Results show that 1 kHz vibration induces chondrogenesis as much as 1.5 MHz pulsed ultrasound in ATDC5 clonal chondrogenic cells, but without the generation of heat and resulting temperature increase. Experiments focusing on 1 kHz treatments show that 1 kHz vibration not only increases chondrogenesis but also increases differentiation and proliferation of ATDC5 cells.

Claims

1. A method for promoting chondrogenesis of in vitro chondrocyte cells which includes:

a) exposing the chondrocyte cells to acoustic energy at an audio frequency for a period of time; and

b) repeating the exposure of step a) during each of a plurality of days.

2. The method as recited in claim 1 in which the audio frequency is substantially 1 KHz.

3. The method as recited in claim 2 in which the waveform of the acoustic energy contains harmonics of 1 kHz.

4. The method as recited in claim 3 in which the audio frequency waveform has a 20% duty cycle.

5. The method as recited in claim 3 in which the waveform is substantially a square wave.

6. The method as recited in claim 1 in which the acoustic energy is produced by an audio transducer driven by a 1 kHz square wave signal having a 20% duty cycle.

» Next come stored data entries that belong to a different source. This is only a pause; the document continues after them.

PR #6949, opened 2022-01-04
use Rucio client py2 for FTS_transfer.py. Fix #6948

### LINKED ISSUE #6948: task_proc_wrapper should not mix py2 and py3 envs
we currently need to use python2 for running FTS_transfers.py but python3 for the status_cache and RUCIO_transfers.
So need a separate pythonpath !
I have no idea why things are working as they are now, always adding Rucio client python3 version to the env.
I can not reliably reproduce the problem, at times current setup works, at times I get a more proper complain from FTS3 python2 being mixed with Rucio python3 libs:
```

  File "task_process/FTS_Transfers.py", line 18, in <module>
    import fts3.rest.client.easy as fts3
  File "/usr/lib/python2.7/site-packages/fts3/rest/client/__init__.py", line 19, in <module>
    from context import Context
  File "/usr/lib/python2.7/site-packages/fts3/rest/client/context.py", line 36, in <module>
    from request import Request
  File "/usr/lib/python2.7/site-packages/fts3/rest/client/request.py", line 20, in <module>
    import requests
  File "/cvmfs/cms.cern.ch/rucio/x86_64/slc7/py3/current/lib/python3.6/site-packages/requests/__init__.py", line 95, in <module>
    from urllib3.contrib import pyopenssl
  File "/cvmfs/cms.cern.ch/rucio/x86_64/slc7/py3/current/lib/python3.6/site-packages/urllib3/contrib/pyopenssl.py", line 47, in <module>
    from cryptography import x509
  File "/cvmfs/cms.cern.ch/rucio/x86_64/slc7/py3/current/lib/python3.6/site-packages/cryptography/x509/__init__.py", line 8, in <module>
    from cryptography.x509.base import (
  File "/cvmfs/cms.cern.ch/rucio/x86_64/slc7/py3/current/lib/python3.6/site-packages/cryptography/x509/base.py", line 23, in <module>
    from cryptography.x509.extensions import Extension, ExtensionType
  File "/cvmfs/cms.cern.ch/rucio/x86_64/slc7/py3/current/lib/python3.6/site-packages/cryptography/x509/extensions.py", line 22, in <module>
    from cryptography.hazmat.primitives import constant_time, serialization
  File "/cvmfs/cms.cern.ch/rucio/x86_64/slc7/py3/current/lib/python3.6/site-packages/cryptography/hazmat/primitives/serialization/__init__.py", line 22, in <module>
    from cryptography.hazmat.primitives.serialization.ssh import (
  File "/cvmfs/cms.cern.ch/rucio/x86_64/slc7/py3/current/lib/python3.6/site-packages/cryptography/hazmat/primitives/serialization/ssh.py", line 27, in <module>
    from bcrypt import kdf as _bcrypt_kdf
  File "/cvmfs/cms.cern.ch/rucio/x86_64/slc7/py3/current/lib/python3.6/site-packages/bcrypt/__init__.py", line 57
    def gensalt(rounds: int = 12, prefix: bytes = b"2b") -> bytes:
                      ^
SyntaxError: invalid syntax
```
current script has
https://github.com/dmwm/CRABServer/blob/c3437ab5a2fd9075899bf1432e9463032e232c13/scripts/task_process/task_proc_wrapper.sh#L21
which conflicts with the global setup
https://github.com/dmwm/CRABServer/blob/c3437ab5a2fd9075899bf1432e9463032e232c13/scripts/task_process/task_proc_wrapper.sh#L98-L104

belforte:


belforte:
now running in crab-dev-tw01

belforte:
full Jenkins suite passed on test1: https://github.com/dmwm/CRABServer/issues/6950

mapellidario (approved):
This looks good to me!

My lack of experience on how we run `FTS_transfer.py` (and the task_processes in general) makes me add a comment: we need to make sure that when we run the `python3` command, we are actually using `python3.6`, since that is what `rucio` has been shipped for. It is likely we will not have problems using other envs (like the comp's 3.8.2), but i would check nonetheless.

belforte:
good point @mapellidario . So far we rely on the unwritten thing that task_process runs in the sched where we use python3 from the OS. And so far Rucio distribution is targeted for the OS. I do not know how to make this sort of explicit in the code. Maybe add a test for python version here ?
https://github.com/dmwm/CRABServer/blob/798dcced95e21b0e95faa1faf32ff85ed671497b/scripts/task_process/task_proc_wrapper.sh#L103-L105

Of course if Rucio changed deployment strategy or picks a way different from FTS (or the other way around) we have problems, but let's hope that they stay in touch, even if so far I think Rucio uses the FTS REST interface, not the python easy client.

mapellidario:
> task_process runs in the sched where we use python3 from the OS
> And so far Rucio distribution is targeted for the OS

These are enough to let me sleep well at night. If you want to ad an explicit check, then we can think about it, but i do not think it would be necessary. Thanks for the explanation!

belforte:
indeed if either CRAB scripts or Rucio or FTS move away from the OS env. we will have to revisit quite some things. Let's add only a comment at this time

Issue #6926, opened 2021-12-21
preDag divides by 0 when all probe jobs fails


belforte:
ref: https://hypernews.cern.ch/HyperNews/CMS/get/computing-tools/6264/1.html
and related to https://github.com/dmwm/CRABClient/issues/5142

when all probe jobs fail PreDag should detect it and handle properly, not blindly raise exception in
computing events throughput in
https://github.com/dmwm/CRABServer/blob/67a7bd62e90dcc5807ad7ccd4c712f240f893263/src/python/TaskWorker/Actions/PreDAG.py#L209-L210

```
Tue, 21 Dec 2021 00:24:12 CET(+0000):INFO:PreDAG Pre-DAG started with output redirected to /data/srv/glidecondor/condor_local/spool/6577/0/cluster75266577.proc0.subproc0/prejob_logs/predag.0.txt
Tue, 21 Dec 2021 00:24:12 CET(+0000):INFO:PreDAG found 5 completed jobs
Tue, 21 Dec 2021 00:24:12 CET(+0000):INFO:PreDAG jobs remaining to process: 0-1, 0-2, 0-3, 0-4, 0-5
Tue, 21 Dec 2021 00:24:12 CET(+0000):INFO:PreDAG jobs remaining to process: 0-1, 0-2, 0-3, 0-4, 0-5
Got a fatal exception: division by zero
Traceback (most recent call last):
  File "/usr/lib64/python2.7/runpy.py", line 162, in _run_module_as_main
    "__main__", fname, loader, pkg_name)
  File "/usr/lib64/python2.7/runpy.py", line 72, in _run_code
    exec code in run_globals
  File "/data/srv/glidecondor/condor_local/spool/6577/0/cluster75266577.proc0.subproc0/TaskWorker/TaskManagerBootstrap.py", line 85, in <module>
    retval = bootstrap()
  File "/data/srv/glidecondor/condor_local/spool/6577/0/cluster75266577.proc0.subproc0/TaskWorker/TaskManagerBootstrap.py", line 28, in bootstrap
    return PreDAG.PreDAG().execute(*sys.argv[2:])
  File "TaskWorker/Actions/PreDAG.py", line 114, in execute
    retval = self.executeInternal(*args)
  File "TaskWorker/Actions/PreDAG.py", line 209, in executeInternal
    eventsThr = sumEventsThr / count
ZeroDivisionError: division by zero

```

belforte:
closed via #6959 in python3 branch

PR #6959, opened 2022-01-12
Pre dag divide by zero fix 6926

belforte:


belforte:
@mapellidario I know that you do not know this code etc. but it is safer that someone looks at changes and makes sure they are sensible esp. in cases like this where testing is difficult (can't really reproduce the problem in #6926 w/o a major effort)

mapellidario (approved):
Looks good to me! :)

PR #403, opened 2023-08-24
Improve documentation of influence package:

schroedk:
* add more information
* change to google style format

### Description

Google style docstrings for influence package

### Checklist

- ~~[ ] Wrote Unit tests (if necessary)~~
- ~~[ ] Updated Changelog~~


src/pydvl/influence/__init__.py
```diff
@@ -1,10 +1,8 @@
 """
 This package contains algorithms for the computation of the influence function.
 
-.. warning::
-   Much of the code in this package is experimental or untested and is subject
-   to modification. In particular, the package structure and basic API will
-   probably change.
+> **Warning:** Much of the code in this package is experimental or untested and is subject to modification.
```
AnesBenmerzoug, line 4: Do we still need this warning even after the refactoring?

schroedk: I would like to keep it for now.

schroedk:
Added reference to pytorch objects

schroedk:
> @schroedk mkdocstrings has support for referencing other project's documentation using [inventories](https://mkdocstrings.github.io/usage/?h=inventory#cross-references-to-other-projects-inventories). Here's the for PyTorch: https://pytorch.org/docs/stable/objects.inv. I think we should add that.
> 
> Did you manage to find a fix for the references inside docstrings?

Added reference to pytorch objects.
It was only possible to insert the references directly into the python files.

Issue #367, opened 2023-06-27
Ray via pip not working for Apple ARM-based CPU


schroedk:
It seems, that in order to use ray with ARM-based Apple CPUs (M1, M2), one has to install a certain dependency of ray via conda package manager

`ImportError while loading conftest '/Users/kristof/Projects/pyDVL/tests/conftest.py'.
tests/conftest.py:9: in <module>
    import ray
.tox/base/lib/python3.10/site-packages/ray/__init__.py:101: in <module>
    _configure_system()
.tox/base/lib/python3.10/site-packages/ray/__init__.py:65: in _configure_system
    raise ImportError(
E   ImportError: Failed to import grpc on Apple Silicon. On Apple Silicon machines, try `pip uninstall grpcio; conda install grpcio`. Check out https://docs.ray.io/en/master/ray-overview/installation.html#m1-mac-apple-silicon-support for more details.
ERROR: InvocationError for command /Users/kristof/Projects/pyDVL/.tox/base/bin/pytest tests/utils -vv --cov .tox/base/lib/python3.10/site-packages/pydvl -m 'not torch' (exited with code 4)`

Installing via conda works (tested on a M2 machine). Should we handle this somehow or put a note in the README?

schroedk:
@mdbenito

mdbenito:
See #380 about that.

mdbenito:
If we merge #408 this is no longer our concern

Issue #261, opened 2023-02-10
Ditch sphinx


mdbenito:
Let's move to mkdocs. Nothing can be worse than sphinx. See https://github.com/appliedAI-Initiative/pymetrius/issues/8

mdbenito:
See https://resources.gitpages.aai.sh/mlops/mike-mkdocs/docs/0.1.1/ for versioning of the docs

PR #408, opened 2023-08-26
Make ray an optional dependency

### LINKED ISSUE #380: Make ray dependency optional
Now that we have a joblib parallel backend and it is set as default, thanks to #355, we should consider making `ray` an optional dependency.

mdbenito:
### Description

This PR closes #380 #367 .

### Changes
Because we are already using a sub-class registry, there was little to do:

- Moved ParallelBackends into separate modules
- Guard imports
- Adapt the tests to skip if ray is not available. Not very elegant, but the alternative was to change the fixture `parallel_backend` and that would have meant a lot more changes. Ideas? (I'd just leave it as is tbh)
- **Documentation is missing**, waiting until we have #261 to avoid silly conflicts

### Checklist

- [x] Updated Changelog

### DIFF
--- a/src/pydvl/utils/parallel/backends/__init__.py
+++ b/src/pydvl/utils/parallel/backends/__init__.py
@@ -1,0 +1,9 @@
+try:
+    from .joblib import *
+except ImportError:
+    pass
+
+try:
+    from .ray import *
+except ImportError:
+    pass
--- a/src/pydvl/utils/parallel/backends/__init__.py
+++ b/src/pydvl/utils/parallel/backends/__init__.py
@@ -1,7 +1,4 @@
-try:
-    from .joblib import *
-except ImportError:
-    pass
+from .joblib import *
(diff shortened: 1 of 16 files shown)


src/pydvl/utils/parallel/backends/__init__.py
```diff
@@ -0,0 +1,9 @@
+try:
+    from .joblib import *
```
AnesBenmerzoug, line 2: Are there plans to make joblib optional? Since it's the default then we should always have it as a requirement and we shouldn't have this try except block.

AnesBenmerzoug (approved):

src/pydvl/utils/parallel/backends/__init__.py
mdbenito: That's me not thinking clearly. You are correct, of course.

7. A device for promoting chondrogenesis in chondrocyte cells which comprises:

a container for holding the chondrocyte cells;

an acoustic transducer disposed beneath the container for directing acoustic energy into the container;

a signal generator connected to the acoustic transducer and operable to drive the acoustic transducer with an audio frequency signal.

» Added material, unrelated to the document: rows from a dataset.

PR #409, opened 2023-08-30
Add binder links to rendered notebooks

### LINKED ISSUE #405: Add binder links to mkdocs
These were introduced in 3c744892c3717eda709d017c07954d9b0a3de0ce for sphinx

AnesBenmerzoug:
### Description

This PR closes #405 

image

### Changes

- Uses `mknotebooks` instead of `mkdocs-jupyter`.
- Added hook to replace binder url created by mknotebooks.

### Checklist

- [ ] Updated Changelog

### DIFF
--- a/docs/css/extra.css
+++ b/docs/css/extra.css
@@ -111,11 +111,6 @@ body[data-md-color-scheme="slate"] .invertible img {
 }
 
 /* Rendered dataframe from jupyter */
-div.rendered_html {
-    width: 100% !important;
-    overflow-x: scroll;
-}
-
 table.dataframe {
     display: block;
     max-width: -moz-fit-content;
--- a/docs/css/extra.css
+++ b/docs/css/extra.css
@@ -109,3 +109,18 @@ body[data-md-color-scheme="default"] .invertible img {
 body[data-md-color-scheme="slate"] .invertible img {
     filter: invert(100%) hue-rotate(180deg);
 }
+
+/* Rendered dataframe from jupyter */
+div.rendered_html {
+    width: 100% !important;
+    overflow-x: scroll;
+}
+
+table.dataframe {
+    display: block;
+    max-width: -moz-fit-content;
+    max-width: fit-content;
+    margin: 0 auto;
+    overflow-x: auto;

8. The device as recited in claim 6 in which the acoustic device is a loudspeaker.

9. A method for promoting chondrogenesis in chondrocyte cells which includes exposing the chondrocyte cells to acoustic energy produced by an audio frequency square wave.

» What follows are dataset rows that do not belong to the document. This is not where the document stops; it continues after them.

PR #412, opened 2023-08-30
Fix some types

mdbenito:
### Description

More type fixing. This fixes errors appearing with higher versions of mypy, but not [the two errors in the pipeline](https://github.com/appliedAI-Initiative/pyDVL/actions/runs/6028045241/job/16354504551) which I do not understand and don't want to just sidestep with `# type: ignore`

### Checklist

- [ ] Updated Changelog

### DIFF
--- a/src/pydvl/utils/parallel/futures/ray.py
+++ b/src/pydvl/utils/parallel/futures/ray.py
@@ -386,7 +386,7 @@ class _WorkItemManagerThread(threading.Thread):
                 # We cancel the future's object references
                 # We cannot cancel a running future object.
                 for future in self.submitted_futures:
-                    ray.cancel(future.object_ref)
+                    ray.cancel(future.object_ref)  # type: ignore
                 # Make sure we do this only once to not waste time looping
                 # on running processes over and over.
                 executor._cancel_futures &= ~CancellationPolicy.RUNNING
--- a/src/pydvl/value/stopping.py
+++ b/src/pydvl/value/stopping.py
@@ -31,6 +31,8 @@ truth tables of [Status][pydvl.utils.status.Status]. The unary operator `~`
 these operations affect the behavior of the stopping criteria.
 """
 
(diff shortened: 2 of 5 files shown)


src/pydvl/utils/parallel/futures/ray.py
```diff
@@ -386,7 +386,7 @@ def flag_executor_shutting_down(self):
                 # We cancel the future's object references
                 # We cannot cancel a running future object.
                 for future in self.submitted_futures:
-                    ray.cancel(future.object_ref)
+                    ray.cancel(future.object_ref)  # type: ignore
```
mdbenito, line 389: I couldn't find the type definition for ray...Future

src/pydvl/value/stopping.py
```diff
@@ -195,9 +197,9 @@ def __invert__(self) -> "StoppingCriterion":
 
 def make_criterion(
     fun: StoppingCriterionCallable,
-    converged: Callable[[], NDArray[np.bool_]] = None,
-    completion: Callable[[], float] = None,
-    name: str = None,
+    converged: Callable[[], NDArray[np.bool_]] | None = None,
+    completion: Callable[[], float] | None = None,
+    name: str | None = None,
```
AnesBenmerzoug, line 202: We're mixing style. We have both `Optional[...]` and `... | None`

src/pydvl/utils/parallel/futures/ray.py
AnesBenmerzoug: `Future` comes from `concurrent.futures` and `object_ref` is set [at runtime](https://github.com/appliedAI-Initiative/pyDVL/blob/54d9f40dd29412d0e1f0de589e759b3c5418c177/src/pydvl/utils/parallel/futures/ray.py#L238) so typing wouldn't work anyway.

AnesBenmerzoug (approved):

10. The method as recited in claim 9 in which the audio frequency square wave is substantially 1 KHz.

11. The method as recited in claim 10 in which the audio frequency square wave has a 20% duty cycle.

12. A device for promoting chondrogenesis in chondrocyte cells which comprises:

a container for holding the chondrocyte cells;

an acoustic transducer disposed beneath the container for directing acoustic energy into the container;

a signal generator connected to the acoustic transducer and operable to drive the acoustic transducer with an audio frequency signal having a substantially square wave shape.